My deep desire to help others became a working engine when I learned to deal constructively and purposefully with my unpleasant emotions. The inner healing and stability I found built a rock inside of me on which I could stand safely. Because of the safe place within myself, I became able to create non-judgemental safe spaces for others empathically and compassionately. It started in my marriage and family and has become an offer to organisations and leaders.
Through the emotionally safe learning spaces I create, I realise that many others have similar challenges. I remember a comment somebody once made on one of my posts. They expressed that they would not be interested in helping others with their emotions because they struggle enough with themselves. A comment like this is both admirable and heart-breaking. Admirable because the person knows their limits and is willing to set unpopular boundaries; heart-breaking because I know it does not have to be that way. When I offer short workshops focusing on helping others, I often hear things like, “I think I need to learn this for myself first.” My heart cries out, “YES!”

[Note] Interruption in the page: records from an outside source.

PR #4521, opened 2016-03-12
Added variables to Docblocks where they are skipped

masterklavi:


system/libraries/Cache/drivers/Cache_redis.php
```diff
@@ -255,7 +255,7 @@ public function clean()
 	/**
 	 * Get cache driver info
 	 *
-	 * @param	string	Not supported in Redis.
+	 * @param	string	$type	Not supported in Redis.
 	 *			Only included in order to offer a
```
narfbg: This and the following line need to be further indented, so that they are aligned with the start of the description.

masterklavi: > This and the following line need to be further indented, so that they are aligned with the start of the description.
Ok, fixed.

PR #4522, opened 2016-03-12
Added the destructor (disconnect from memcache(d))

masterklavi:
`Memcache` and `Memcached` have different methods to closing connection.


janul:
just to be aware that destructor is not working in php 5.3.9 ("quit" method is not defined in Memcached class). I propose to change php ver 5.4 from recommended to required in documentation

narfbg:
`Memcached::quit()` requires version 2.0.0 of the PECL memcached extension, not a PHP version.

janul:
sorry, you're right. I guess that most distributions which have php < 5.4 have php5-memcached < v2 - but it's just guess.

PR #4524, opened 2016-03-12
Memcached refactoring

masterklavi:


system/libraries/Cache/drivers/Cache_memcached.php
```diff
@@ -81,19 +81,11 @@ public function __construct()
 	{
 		// Try to load memcached server info from the config file.
 		$CI =& get_instance();
-		$defaults = $this->_memcache_conf['default'];
+		$defaults = $this->_config['default'];
 
-		if ($CI->config->load('memcached', TRUE, TRUE))
+		if ($CI->config->load('memcached', TRUE, TRUE) && is_array($CI->config->config['memcached']))
```
narfbg: We don't need the `is_array()` check - if `CI_Config::load()` returns TRUE, then we're guaranteed to have an array.

masterklavi: Ok, fixed.

PR #4526, opened 2016-03-12
Code refactoring (redis). The "$config" variable is moved to "if" condition.

masterklavi:


narfbg:
There's a conflict between your branch and develop, preventing this from being merged.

Those moments make me question a popular notion: Leaders don’t want to change and learn about emotions and emotional intelligence. I agree; a select few don’t. But do we ask why? Often, the reason is a deep-rooted fear of not knowing how to handle what might come to light. That is understandable because without psychological safety, going down into the dark cave of your heart feels unpredictable. When much is at stake, I understand everyone who does not want to go there. If that is you, please know that there is a way out.
And to those who believe in those notions, I see you, too, because you are likely also struggling with your emotional world and wish that those leaders would be equipped to help you. Unfortunately, they often can’t help you the way you would need it.
领英推荐
Helping those leaders and employees requires an empathic, compassionate, and psychologically safe approach. Let’s not forget that we are all humans with limits and needs. We have backstories, some of which are filled with grief and trauma. So, please don’t judge people by their behaviour; understand their hearts first.

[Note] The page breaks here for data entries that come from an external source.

PR #4528, opened 2016-03-12
Setup the data defining for stored data (redis)

masterklavi:
It is an improved version.
See previous at #4527 .

By the way, @narfbg  **you are wrong!**
> > Ok. What would we get if we set a boolean value like FALSE or a NULL value? We will get the same value "". 
> > Worth mentioning that "" !== FALSE and "" !== NULL.

> Would we? I'm quite certain that Redis stores NULLs as NULLs and booleans as booleans.

Redis stores NULLs as NULLs and booleans as booleans but PHPRedis returns they as `string`. Check it yourself.

### DIFF
--- a/system/libraries/Cache/drivers/Cache_redis.php
+++ b/system/libraries/Cache/drivers/Cache_redis.php
@@ -143,19 +143,20 @@ class CI_Cache_redis extends CI_Driver
 	 */
 	public function get($key)
 	{
-		$value = $this->_redis->hMGet($key, array('serialized', 'data'));
+		$value = $this->_redis->hMGet($key, array('type', 'data'));
 
-		if ( ! is_array($value) OR  ! isset($value['serialized'], $value['data']))
+		if ( ! is_array($value) OR  ! isset($value['type'], $value['data']))
 		{
 			return FALSE;
 		}
 
-		if ($value['serialized'])
+		if ($value['type'] === 'array' OR $value['type'] === 'object')
 		{
 			return unserialize($value['data']);
 		}
 		else
 		{
+			settype($value['data'], $value['type']);
 			return $value['data'];
 		}
 	}
@@ -175,11 +176,11 @@ class CI_Cache_redis extends CI_Driver
 	{
 		if (is_array($data) OR is_object($data))
 		{
-			return $this->_redis->hMSet($id, array('serialized' => TRUE, 'data' => serialize($data)));
+			return $this->_redis->hMSet($id, array('type' => gettype($data), 'data' => serialize($data)));
 		}
 		else
 		{
-			return $this->_redis->hMSet($id, array('serialized' => FALSE, 'data' => $data));
+			return $this->_redis->hMSet($id, array('type' => gettype($data), 'data' => $data));
 		}
 	}
 
--- a/system/libraries/Cache/drivers/Cache_redis.php
+++ b/system/libraries/Cache/drivers/Cache_redis.php
@@ -143,14 +143,21 @@ class CI_Cache_redis extends CI_Driver
 	 */
 	public function get($key)
 	{
-		$value = $this->_redis->get($key);
+		$value = $this->_redis->hMGet($key, array('serialized', 'data'));
 
-		if ($value !== FALSE && isset($this->_serialized[$key]))
+		if ( ! is_array($value))
 		{
-			return unserialize($value);
+			return FALSE;
 		}
 
-		return $value;
+		if ( ! empty($value['serialized']))
+		{
+			return unserialize($value['data']);
+		}
+		else
+		{
+			return $value['data'];
+		}
 	}
 
 	// ------------------------------------------------------------------------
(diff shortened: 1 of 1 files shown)


narfbg:
Bolding "you are wrong!" in your PR description? Some way to establish a good communication tone ...

I'm not wrong - you just confirmed what I've stated (how Redis stores data), and answered what I *asked* (what we would receive).
And I asked that because I don't have a Redis instance available, nor phpRedis installed, so I can't really test. I can't possibly have access to all the technologies that CI supports.

------------------------

If this is an improved version of #4527, then why didn't you just push your changes there instead of opening a new PR and why is it still open? We can't have both ...

system/libraries/Cache/drivers/Cache_redis.php
```diff
@@ -143,14 +143,22 @@ public function __construct()
 	 */
 	public function get($key)
 	{
-		$value = $this->_redis->get($key);
+		$value = $this->_redis->hMGet($key, array('type', 'data'));
 
-		if ($value !== FALSE && isset($this->_serialized[$key]))
+		if ( ! is_array($value) OR  ! isset($value['type'], $value['data']))
```
narfbg: Can `hMGet()` return anything else but an array or FALSE?
Unless that's the case, `$value === FALSE` would be better than `! is_array($value)`.

masterklavi:
> Bolding "you are wrong!" in your PR description? Some way to establish a good communication tone ...

I'm sorry.

> If this is an improved version of #4527, then why didn't you just push your changes there instead of opening a new PR and why is it still open? We can't have both ...

Ok, I have closed it.

system/libraries/Cache/drivers/Cache_redis.php
masterklavi: > Can hMGet() return anything else but an array or FALSE?

Good note. There are three possible values:
1. `array` like `array('type' => 'integer', 'value' => 123)` if key exists and contains a hashtable
2. `array` like `array('type' => false, 'value' => false)` if key doesn't exist
3. `FALSE` if key exists but contain a simple string or other type
Fixed in new commit.

system/libraries/Cache/drivers/Cache_redis.php
```diff
@@ -143,14 +143,22 @@ public function __construct()
 	 */
 	public function get($key)
 	{
-		$value = $this->_redis->get($key);
+		$value = $this->_redis->hMGet($key, array('type', 'data'));
 
-		if ($value !== FALSE && isset($this->_serialized[$key]))
+		if ($value === FALSE OR  $value['type'] === FALSE)
```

Also, let’s not wait for others to make their step to inner wholeness; let us be the ones who seek wholeness to share wholeness. Anyone of us in the cycle of relationships can be a circuit breaker that changes the narrative for everyone.
You don’t need a position, title, or large following. Spreading wholeness begins with you and the people around you—your spouse, children, wider family, colleagues, and leaders.
Raise your hand; who wants to find wholeness to share wholeness? Who would like to invest in their emotional intelligence and wholeness to be a power for good? Let's talk, and please make your desire known to me. I have some fantastic things in the pipeline for next year.
I am Sven Lauch, Emotional Logic coach and Emotional Intelligence Trainer. My company Eyes Up Training Limited offers Emotional Intelligence training and coaching. We specialise in working with organisations and leader that face traumatic situations and incidents regularly.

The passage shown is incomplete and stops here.